An Economic Outlook Less Dire than Expected, But A Tough Road Ahead on the International Front

MEXICO - Report 02 Feb 2017 by Mauricio Gonzalez, Guillermo Valdes and Esteban Manteca

Economic data over the past month revealed continuing but mostly restrained growth. Mexico’s monthly GDP proxy showed the economy growing at a 12-month pace of 2.4% in November, led higher by gains of 12.6% by the primary sector and 3.4% in the case of services, while industrial activity was largely flat.

The real revenues of non financial service providers grew 0.2% during November 2016, and the number of people employed in the sector increased 0.4%. On a 12-month basis the aggregate revenue index grew a real 7.3%, and industry payrolls expanded by 3.3%.

The data confirm that the internal market remains the Mexican economy’s main growth driver.

In contrast to the Mexican economy’s anemic pace of growth, its labor market has shown a certain degree of strength. For December, the jobless rate came in at 3.68% of the economically active population (EAP), the lowest level for a final month of the year since 2007, when joblessness was reported at 3.52%.

Inflation is emerging as a growing point of concern. Consumer prices rose 4.78% year on year during the first half of January, and while Banco de México has insisted that this spike is transitory, that perspective underestimates the pressure being exerted on producer prices, which soared 8.6% in 2016, as well as those mounting in services, which in the case of core inflation grew 3.02% during the first two weeks of 2017.

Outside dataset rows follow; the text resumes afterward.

PR #11899, opened 2025-01-09
cmake: remove `_DISABLE_` from CMake options

madebr:
This avoids double negation when configuring CMake projects.
So `-DSDL_DISABLE_INSTALL=FALSE` becomes `-DSDL_INSTALL=TRUE`.

### DIFF
--- a/CMakeLists.txt
+++ b/CMakeLists.txt
@@ -8,13 +8,13 @@ endif()
 project(SDL3 LANGUAGES C VERSION "3.1.9")
 
 if(CMAKE_SOURCE_DIR STREQUAL PROJECT_SOURCE_DIR)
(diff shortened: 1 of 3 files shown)


CMakeLists.txt
```diff
@@ -1419,7 +1419,7 @@ if(ANDROID)
     set(HAVE_CLOCK_GETTIME 1)
   endif()
 
-  if(NOT SDL_DISABLE_ANDROID_JAR)
+  if(NOT SDL_ANDROID_JAR)
```
sezero, line 1422: inverted logic here

madebr: Thanks for finding the cause of the ci failure for me :)

PR #11900, opened 2025-01-09
Add support for including SDL3 headers in older toolchains

madebr:
With these patches, I can successfully use the SDL3 headers with MSVC 6 (from 1998).

### DIFF
--- a/include/SDL3/SDL_assert.h
+++ b/include/SDL3/SDL_assert.h
@@ -127,7 +127,7 @@ extern "C" {
  */
 #define SDL_TriggerBreakpoint() TriggerABreakpointInAPlatformSpecificManner
 
-#elif defined(_MSC_VER)
+#elif defined(_MSC_VER) && _MSC_VER >= 1310
     /* Don't include intrin.h here because it contains C++ code */
     extern void __cdecl __debugbreak(void);
     #define SDL_TriggerBreakpoint() __debugbreak()
--- a/include/SDL3/SDL_bits.h
+++ b/include/SDL3/SDL_bits.h
@@ -78,7 +78,7 @@ SDL_FORCE_INLINE int SDL_MostSignificantBitIndex32(Uint32 x)
         return -1;
     }
     return _SDL_bsr_watcom(x);
-#elif defined(_MSC_VER)
+#elif defined(_MSC_VER) && _MSC_VER >= 1400
     unsigned long index;
     if (_BitScanReverse(&index, x)) {
         return (int)index;
--- a/include/SDL3/SDL_stdinc.h
+++ b/include/SDL3/SDL_stdinc.h
@@ -753,7 +753,9 @@ typedef Sint64 SDL_Time;
 #endif
 /* Specifically for the `long long` -- SDL-specific. */
 #ifdef SDL_PLATFORM_WINDOWS
+#ifndef SDL_NOLONGLONG
 SDL_COMPILE_TIME_ASSERT(longlong_size64, sizeof(long long) == 8); /* using I64 for windows - make sure `long long` is 64 bits. */
+#endif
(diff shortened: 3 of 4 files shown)


slouken (approved):

icculus:
Let's have the headers automatically define SDL_NOLONGLONG if _MSC_VER <= whatever Visual C++ 6.0 sets it to.

@sezero, I assume Watcom has "long long", right?

sezero:
> @sezero, I assume Watcom has "long long", right?

Versions of it that matter (e.g. >= 1.9, maybe even older) do.

sezero:
> > @sezero, I assume Watcom has "long long", right?
> 
> Versions of it that matter (e.g. >= 1.9, maybe even older) do.

E.g.: The Makefile.w32 in sdl2-compat has been working since
the beginning using ow1.9

madebr:
About the introduction of `__debugbreak` and `_BitScanReverse`, I asked ChatGPT about this.
I hope it was not hallucinating..

I also don't know what MSVC version introduced `long long`, ChatGPT thinks it was 2010 so `SDL_NOLONGLONG` should be defined for `_MSC_VER < 1600`

sezero:
> I also don't know what MSVC version introduced `long long`,

vs2005, at least, has it, if I recall correctly

icculus:
Random webpage I found said VS2013, but that seems way too late.

So now I'm bisecting it.  :)

image

madebr:
While you maybe still have the old toolchaibs set up, are the minimum versions I used for _BitScanReverse and __debugbreak correct?
Should we have an `asm { int 3 }` implementation for older x86 msvc?

sezero:
> About the introduction of `__debugbreak`

Maybe add the following for old MSVC versions? (not tested)
```diff
--- SDL_assert.h~
+++ SDL_assert.h
@@ -131,6 +131,8 @@
     /* Don't include intrin.h here because it contains C++ code */
     extern void __cdecl __debugbreak(void);
     #define SDL_TriggerBreakpoint() __debugbreak()
+#elif defined(_MSC_VER) && defined(_M_IX86)
+    #define SDL_TriggerBreakpoint() { _asm { int 0x03 } }
 #elif defined(ANDROID)
     #include <assert.h>
     #define SDL_TriggerBreakpoint() assert(0)
```

icculus:
Go ahead and commit it, if someone actually reports it failing on Visual C++ 6.0, we'll fix it as the highest priority.  :)

sezero:
> Go ahead and commit it,

Done as 61f13b94d15b4c38fc30baea5987e94300276a5a

> if someone actually reports it failing on Visual C++ 6.0, we'll fix it as the highest priority. :)

Yes, with very most highest priority :))

madebr:
On unknown platforms, `SDL_TriggerBreakpoint` currently becomes a no-op.
https://github.com/libsdl-org/SDL/blob/82125ec1d888e95f838b3cd683dfc8aa54013371/include/SDL3/SDL_assert.h#L156-L159

I think this might surprise people.
Would it be bad if SDL leaves `SDL_TriggerBreakpoint` undefined and trigger a compiler error?
This also allows users to define `SDL_TriggerBreakpoint` themselves.

slouken:
> On unknown platforms, `SDL_TriggerBreakpoint` currently becomes a no-op.
> 
> https://github.com/libsdl-org/SDL/blob/82125ec1d888e95f838b3cd683dfc8aa54013371/include/SDL3/SDL_assert.h#L156-L159
> 
> I think this might surprise people. Would it be bad if SDL leaves `SDL_TriggerBreakpoint` undefined and trigger a compiler error? This also allows users to define `SDL_TriggerBreakpoint` themselves.

Good point, let's remove that.

PR #11901, opened 2025-01-09
gpu: Show a debug error when pipelines are not given the right shader stages

### LINKED ISSUE #11540: [GPU] Wrong shader stage doesn't trigger any errors
While implementing an ImGui backend for SDL_gpu, it was pointed out that the fragment's shader `SDL_GPUShaderCreateInfo` stage field was set to `SDL_GPU_SHADERSTAGE_VERTEX` instead of `SDL_GPU_SHADERSTAGE_FRAGMENT`. Despite that, no validation layers were triggered on both the Vulkan and DirectX backend, and the program still run perfectly fine, but maybe the API should store the stage inside the backend's shader struct and check when creating a pipeline,issuing an error if the wrong shader stage is passed?

flibitijibibo:
Fixes #11540

### DIFF
--- a/src/gpu/d3d12/SDL_gpu_d3d12.c
+++ b/src/gpu/d3d12/SDL_gpu_d3d12.c
@@ -962,6 +962,7 @@ struct D3D12Shader
     void *bytecode;
     size_t bytecodeSize;
 
+    SDL_GPUShaderStage stage;
     Uint32 num_samplers;
     Uint32 numUniformBuffers;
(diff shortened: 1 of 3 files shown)


flibitijibibo:
Verified the fix by just swapping the shader pointers in testgpu_spinning_cube; some day it'd be cool to verify it at CreateShader time too but that requires poking into the bytecode, which is easier said than done.

PR #11915, opened 2025-01-11
remove relative speed scale

expikr:
Relative Speed Scale is a hint added only in SDL3 ~~and only implemented on Windows.~~ (EDIT: brainfart, for some reason was thinking of systemscale, which also isn't the case anymore as of recently)

It is therefore unlikely to have had any notable adoption at this point, if at all.

If anything, it is probably treated as a nuisance that needs to be mitigated.

Deleting it for 3.2.0 removes the temptation for people to potentially depend on it, whether it be developers or tinkerers, before a potentially more suitable interface is conceived.

(aside: @slouken I see that 3.2.0 has a due date of Jan 15, is that a hard date or just an approximate projection?)

### DIFF
--- a/include/SDL3/SDL_hints.h
+++ b/include/SDL3/SDL_hints.h
@@ -2515,16 +2515,6 @@ extern "C" {
 #define SDL_HINT_MOUSE_RELATIVE_MODE_CENTER "SDL_MOUSE_RELATIVE_MODE_CENTER"
 
 /**
- * A variable setting the scale for mouse motion, in floating point, when the
- * mouse is in relative mode.
- *
- * This hint can be set anytime.
- *
- * \since This hint is available since SDL 3.1.3.
- */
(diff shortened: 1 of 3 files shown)


slouken:
This hint isn't only implemented on Windows, it applies everywhere. However, it's also something that can easily be implemented by the application. Let me consider this.

slouken:
What is the rationale for removing this? Is there any reason why this can't apply on top of any other interface we create?

slouken:
> Because the hint is end-user alterable

That's one of the advantages of it. If a user needs to adjust the sensitivity of the mouse and the application doesn't provide a way to do that, they can.

slouken:
This hint already exists in SDL2 and is explained in https://www.studyplan.dev/sdl-dev/sdl2-relative-mode. We should not remove it.

PR #11917, opened 2025-01-11
cocoa: Add a hint to control menu visibility in fullscreen spaces windows

### LINKED ISSUE #8518: SDL_CreateWindow and SDL_SetWindowFullscreen have inconsistent fullscreen behaviour on macos
I noticed that when a window is created with a fullscreen window flag on macos the menubar won't be available

```c++
SDL_CreateWindow(nullptr, default_window_width, default_window_height, SDL_WINDOW_FULLSCREEN)
```

But when a window is manually set to fullscreen then menubar visibility will be true
```c++
```

I'm not sure which one of this two behaviours is the right one but I would expect both to behave in the same way

Kontrabant:
Adds SDL_HINT_VIDEO_MAC_FULLSCREEN_MENU_VISIBILITY to control whether or not the menu can be accessed when the cursor is moved to the top of the screen when a window is in fullscreen spaces mode.

The three values are 'always', 'never', and 'auto' (default), with auto resulting in a hidden menu if fullscreen was toggled programmatically, and the menu being accessible if fullscreen was toggled via the button on the window title bar, so the user won't be stuck in fullscreen if the client app/game doesn't have a readily available option to toggle it.

Will leave this open for a bit to see if anyone has an opinion on a different default setting, or if this should just be a boolean always/never.

Fixes #8518

### DIFF
--- a/include/SDL3/SDL_hints.h
+++ b/include/SDL3/SDL_hints.h
@@ -3331,6 +3331,23 @@ extern "C" {
 #define SDL_HINT_VIDEO_MAC_FULLSCREEN_SPACES "SDL_VIDEO_MAC_FULLSCREEN_SPACES"
 
 /**
+ * A variable that specifies the menu visibility when a window is fullscreen in Spaces on macOS.
+ *
+ * The variable can be set to the following values:
+ *
+ * - "0": The menu will be hidden when the window is in a fullscreen space, and not accessible by moving the mouse to the top of the screen.
+ * - "1": The menu will be accessible when the window is in a fullscreen space.
+ * - "auto": The menu will be hidden if fullscreen mode was toggled on programmatically via `SDL_SetWindowFullscreen()`,
+ *           and accessible if fullscreen was entered via the "fullscreen" button on the window
+ *           title bar. (default)
+ *
+ * This hint can be set anytime.
+ *
+ * \since This hint is available since SDL 3.1.9.
+ */
+#define SDL_HINT_VIDEO_MAC_FULLSCREEN_MENU_VISIBILITY "SDL_VIDEO_MAC_FULLSCREEN_MENU_VISIBILITY"
+
+/**
  * A variable controlling whether fullscreen windows are minimized when they
  * lose focus.
  *
--- a/src/video/cocoa/SDL_cocoavideo.m
+++ b/src/video/cocoa/SDL_cocoavideo.m
@@ -218,6 +218,7 @@ static bool Cocoa_VideoInit(SDL_VideoDevice *_this)
 
         data.allow_spaces = SDL_GetHintBoolean(SDL_HINT_VIDEO_MAC_FULLSCREEN_SPACES, true);
         data.trackpad_is_touch_only = SDL_GetHintBoolean(SDL_HINT_TRACKPAD_IS_TOUCH_ONLY, false);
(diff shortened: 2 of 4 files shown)


include/SDL3/SDL_hints.h
```diff
@@ -3330,6 +3330,23 @@ extern "C" {
  */
 #define SDL_HINT_VIDEO_MAC_FULLSCREEN_SPACES "SDL_VIDEO_MAC_FULLSCREEN_SPACES"
 
+/**
+ * A variable that specifies the menu visibility when a window is fullscreen in Spaces on macOS.
+ *
+ * The variable can be set to the following values:
+ *
+ * - "always": The menu will always be accessible when the window is in a fullscreen space.
```
slouken, line 3338:
```suggestion
 * - "1": The menu will always be accessible when the window is in a fullscreen space.
```

include/SDL3/SDL_hints.h
```diff
@@ -3330,6 +3330,23 @@ extern "C" {
...
+ * - "never": The menu will always be hidden when the window is in a fullscreen space.
```
slouken, line 3339:
```suggestion
 * - "0": The menu will always be hidden when the window is in a fullscreen space.
```

icculus:
The backend code looks good at first glance, but do we want a hint, or to just always work like the "auto" option?

I'm thinking that a user that maximizes to a fullscreen space and then can't get back at the menu because the app set this to "never" is sort of user-hostile, and if the app explicitly put it in a fullscreen space programatically, they probably don't ever want the menu there (in which case the user can still command-tab out, or switch Spaces, etc, even if the app didn't provide UI to exit fullscreen mode).

tl;dr: it should probably always have the menu if the app is a resizable window that happens to be clicked-through to fullscreen, and never otherwise, right?

CC @slime73 for her opinion on the topic.

slime73:
> I'm thinking that a user that maximizes to a fullscreen space and then can't get back at the menu because the app set this to "never" is sort of user-hostile

Personally I agree, and I think this was one of the reasons clicking that button in SDL2 made the SDL window state "maximized" instead of fullscreen - or at least one of the reasons it stayed that way throughout SDL2's lifetime.

It's too bad SDL can't really guarantee that an app must have a way to correctly exit fullscreen in the app's UI if the system UI is hidden, maybe just a warning in the hint's description would be good enough?

> if the app explicitly put it in a fullscreen space programatically, they probably don't ever want the menu there (in which case the user can still command-tab out, or switch Spaces, etc, even if the app didn't provide UI to exit fullscreen mode).

It's possible some apps (maybe non-game ones in particular?) might want the system UI after programmatically entering fullscreen, but I'm just imagining a use case rather than having one myself. I don't have a strong opinion either way about that part I think.


This is a little similar to `SDL_HINT_IOS_HIDE_HOME_INDICATOR` on iOS, but the app model is different enough there that I think the macOS behaviour deserves its own set of rules.

Kontrabant:
> It's too bad SDL can't really guarantee that an app must have a way to correctly exit fullscreen in the app's UI if the system UI is hidden, maybe just a warning in the hint's description would be good enough?

There is the 'fn + f' key shortcut, although that requires users to know that it exists, and have a keyboard with the fn key.

Kontrabant:
Done. I'll merge this as soon as the buildbots check out.

PR #11924, opened 2025-01-12
gpu: Initialize Metal stencil format even if stencil test is disabled

### LINKED ISSUE #11907: GPU: iOS requires stricter setup for depth stencils
Hello, first off I want to say thanks for how awesome the gpu api is. Performance is amazing compared to OpenGL.

So I encountered a cross-platform quirk on iOS where I get a Metal assert about stencil info not being initialized when I'm only working with the depth buffer. On macOS Metal it works fine without setting the SDL_GPUDepthStencilState stencil parts. On iOS setting enable_stencil_test to true, compare_op to always true, and every stencil op in front_stencil_state and back_stencil_state to KEEP fixes it. Maybe some additional docs about this could help, or would it be a good idea to have reasonable defaults set on iOS?

flibitijibibo:
Fixes #11907

CC @tadashibashi

### DIFF
--- a/src/gpu/metal/SDL_gpu_metal.m
+++ b/src/gpu/metal/SDL_gpu_metal.m
@@ -1121,10 +1121,11 @@ static SDL_GPUGraphicsPipeline *METAL_CreateGraphicsPipeline(
 
         if (createinfo->target_info.has_depth_stencil_target) {
             pipelineDescriptor.depthAttachmentPixelFormat = SDLToMetal_TextureFormat(createinfo->target_info.depth_stencil_format);
+            if (IsStencilFormat(createinfo->target_info.depth_stencil_format)) {
+                pipelineDescriptor.stencilAttachmentPixelFormat = SDLToMetal_TextureFormat(createinfo->target_info.depth_stencil_format);
+            }
 
             if (createinfo->depth_stencil_state.enable_stencil_test) {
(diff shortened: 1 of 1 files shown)


src/gpu/metal/SDL_gpu_metal.m
```diff
@@ -1121,25 +1121,41 @@ static void METAL_ReleaseGraphicsPipeline(
 
         if (createinfo->target_info.has_depth_stencil_target) {
             pipelineDescriptor.depthAttachmentPixelFormat = SDLToMetal_TextureFormat(createinfo->target_info.depth_stencil_format);
+            pipelineDescriptor.stencilAttachmentPixelFormat = SDLToMetal_TextureFormat(createinfo->target_info.depth_stencil_format);
```
TheSpydog, line 1124: If the format doesn't have stencil, then the validation layer will assert here. So we need to check `if (IsStencilFormat(createinfo->target_info.depth_stencil_format))` before assigning `stencilAttachmentPixelFormat`.

TheSpydog (changes requested):
I think adjusting the pixel format assignment like I noted is all we need to do here -- NULL/nil is a valid stencil descriptor, meaning "disable the stencil test for the front/back". So we don't need to set a default state manually.

src/gpu/metal/SDL_gpu_metal.m
flibitijibibo: Sent a repo invite, easy to commit but I'm not able to test atm

TheSpydog (approved):

PR #11929, opened 2025-01-12
GPU: Make SDL_SetGPUBufferName and SDL_SetGPUTextureName thread safe

### LINKED ISSUE #11927: GPU: Make resource naming calls thread safe
Vulkan in particular requires resource naming calls to be synchronized. I think we could do this fairly easily with a SDL_RunOnMainThread call instead of requiring the client to synchronize the calls.

thatcosmonaut:
Resolves #11927

### DIFF
--- a/include/SDL3/SDL_gpu.h
+++ b/include/SDL3/SDL_gpu.h
@@ -2514,8 +2514,7 @@ extern SDL_DECLSPEC SDL_GPUTransferBuffer *SDLCALL SDL_CreateGPUTransferBuffer(
  * \param buffer a buffer to attach the name to.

There is also considerable uncertainty as to how changes to US trade and tax policy might affect the Mexican economy although there are many reasons to believe that even the implementation of the Republicans' border adjustment proposals might not have the intended effect of significantly changing trade activity in relation to Mexico. This is due to the likelihood of considerable peso depreciation and also to the extent of the fixed investments companies have made over a period of years, which will make a quick shift toward integrating into local value chains in the US non viable. Mexican manufacturing exports to the United States have enjoyed something of a recovery in recent months in response to the weakened peso. In November Mexico’s non petroleum goods exports grew at a 12-month rate of 4.8% as the country continued to gain market share relative to Canada and China.

On the international front, the Trump administration has pursued a highly volatile strategy of aggression aimed at humbling Mexico in its bilateral relationship with the United States, with disregard for the rules and utter contempt toward its interlocutors. In recent weeks Trump has increasingly made clear that he intends to redefine his country’s relationship with Mexico by humiliating and bullying the country into acquiescing to all his demands. This approach was clearly on view as he toyed with the Mexican government by following up each invitation to visit Washington with faits accomplis via his Twitter account and executive orders while complaining that Mexico disrespects the United States. With hopes dashed that personal ties between Mexico’s minister of foreign affairs and Trump son-in-law Jared Kushner might facilitate productive talks, and left with no alternative, President Peña Nieto belatedly announced he had canceled his visit to the US.
This comes at an especially difficult time for Mexico as President Peña Nieto government’s popularity has plummeted to record lows even as the partisan pressures of Mexico’s 2018 presidential campaign begin to mount. But Peña’s decision to cancel his trip produced an almost unanimous display of support domestically as the administration beefs up its negotiating team and strategy, and key cabinet ministers have openly stated that Mexico is prepared to withdraw from Nafta should the US not negotiate in good faith.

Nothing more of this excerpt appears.